Again, I add that she seems perfectly fine, and just came back from a check up.

Do you have any idea what this may be?

I find it rather cute and funny, but just in case something IS wrong, I want to make sure.


----------



## Doves1111 (Mar 5, 2005)

That does sound weird...I never saw any of my Diamonds do that. Maybe she's looking to build a nest? Are you sure she is a she?

Dawn


----------



## pigeon-lover0 (Apr 1, 2012)

Well in the matter of pigeons, that behavior mean he/she accepts you into the flock. Not sure if the same follows for doves.

Lucas


----------



## Hylianprincess7 (Apr 7, 2012)

Doves1111 said:


> That does sound weird...I never saw any of my Diamonds do that. Maybe she's looking to build a nest? Are you sure she is a she?
> 
> Dawn


Yes. It's a female and she has laid several eggs before. I've just never seen ANY bird, let alone a diamond dove do that. It's cute. She did it immediately after we got back from vet check ups. Maybe it was a silent song of joy to be outta there. ;P


----------



## Hylianprincess7 (Apr 7, 2012)

pigeon-lover0 said:


> Well in the matter of pigeons, that behavior mean he/she accepts you into the flock. Not sure if the same follows for doves.
> 
> Lucas


I could understand the "accepts you into the flock" thing if she was doing it to me. But she wasn't.
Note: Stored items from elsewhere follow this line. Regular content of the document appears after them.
PR #13118, opened 2026-02-10
Add overload for `CursorResult` return type for `Session.execute`

soceanainn:
When running update/delete statements without `returning` clauses using `Session.execute()`, developers are typically validating success by accessing `rowcount` on the returned result, which causes type checkers to complain.

This change intends to add an overload to `Session.execute()` to return `CursorResult` in these situations, which includes rowcount.

### Description

My understanding from debugging this at runtime / exploring code is that:
1. Any `UpdateBase` derived statement with a `returning` clause, will not be impacted by this change. They will fall under the previous overload for `execute` by matching `statement: TypedReturnsRows[Unpack[_Ts]]` and as a result will continue to return a type of `Result[Unpack[_Ts]]`.
2. All other `UpdateBase` derived statements should actually return `CursorResult[Unpack[TupleAny]]` (and possibly even this could be more explicitly typed as `CursorResult[None]`). This assumption is based on observations at runtime, as opposed to any concrete guarantees observed in code (as `_execute_internal` is quite dynamic here).

### Checklist

This pull request is:

- [ ] A short code fix
	- please include tests.

**Have a nice day!**

### DIFF
--- a/lib/sqlalchemy/orm/session.py
+++ b/lib/sqlalchemy/orm/session.py
@@ -130,6 +130,7 @@ if typing.TYPE_CHECKING:
     from ..sql._typing import _TypedColumnClauseArgument as _TCCA
     from ..sql.base import Executable
     from ..sql.base import ExecutableOption
+    from ..sql.dml import UpdateBase
     from ..sql.elements import ClauseElement
     from ..sql.roles import TypedColumnsClauseRole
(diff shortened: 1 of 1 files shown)


CaselIT:
Hi,

This was removed intentionally since it's not universally true. See #12813

PR #13123, opened 2026-02-13
Allow opting specific mapped classes out of bind config for Session

soceanainn:
Draft status while working on updating tests.

### Description

We have a use case where we want to set our sessionmaker as follows:
```python3
class M1(DeclarativeBase):
    pass

class M2(DeclarativeBase):
    pass

Session = sessionmaker(
    bind=engine,
    binds={M1: engine, M2: None}
)
session = Session()
```

The goal is:
1. Custom non-ORM statements (e.g. for controlling custom scoped extended session timeout values) will continue to work by accessing underlying bind.
2. ORM statements accessing models created by subclassing M1 will work with these sessions.
3. ORM statements accessing models created by subclassing M2 will not work with these sessions.

This kind of works today - attempting to use an M2 based ORM model with this session will result in an AttributeError once `conn = bind.connect()` is called in [_connection_for_bind](https://github.com/soceanainn/sqlalchemy/blob/9314ab0a5bdde1b8407134cc676b176f73689a60/lib/sqlalchemy/orm/session.py#L1188).

I think the behaviour is more consistent to raise `UnboundExecutionError`  if we encounter a value of `None` within binds - this is consistent with encountering an explicit `None` value for `bind`.

### Checklist

This pull request is:

- [x] A short code fix
	- please include tests.

This prompts me to create an issue, but when I try to create an issue it prompts me to open a discussion instead.

Started a discussion here:
https://github.com/sqlalchemy/sqlalchemy/discussions/13122

**Have a nice day!**

### DIFF
--- a/lib/sqlalchemy/orm/session.py
+++ b/lib/sqlalchemy/orm/session.py
@@ -2843,6 +2843,20 @@ class Session(_SessionClassMethods, EventTarget):
         else:
             inspected_mapper = None
 
+        def _generate_unbound_execution_error() -> (
+            sa_exc.UnboundExecutionError
+        ):
+            context = []
+            if inspected_mapper is not None:
+                context.append(f"mapper {inspected_mapper}")
+            if clause is not None:
+                context.append("SQL expression")
+
+            return sa_exc.UnboundExecutionError(
+                f"Could not locate a bind configured on "
+                f'{", ".join(context)} or this Session.'
+            )
+
         # match up the mapper or clause in the __binds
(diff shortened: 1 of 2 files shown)


zzzeek:
hi -

this is not a PR we want to accept; the get_bind() method should be overridden by a subclass that's local to your project.

soceanainn:
Why wouldn't the behaviour of `bind` and `binds` for sessionmaker be consistent for null values?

She was quietly perched, not a peep, and she would seemingly try to pull something out of the air, and then flick her tail in a courting manner against the tree branch. I'm positive it's a female, incase you should ask that.


----------



## Doves1111 (Mar 5, 2005)

Hylianprincess7 said:


> Yes. It's a female and she has laid several eggs before. I've just never seen ANY bird, let alone a diamond dove do that. It's cute. She did it immediately after we got back from vet check ups. Maybe it was a silent song of joy to be outta there. ;P


Yep...eggs = female. She has her own happy dance! 

Dawn


----------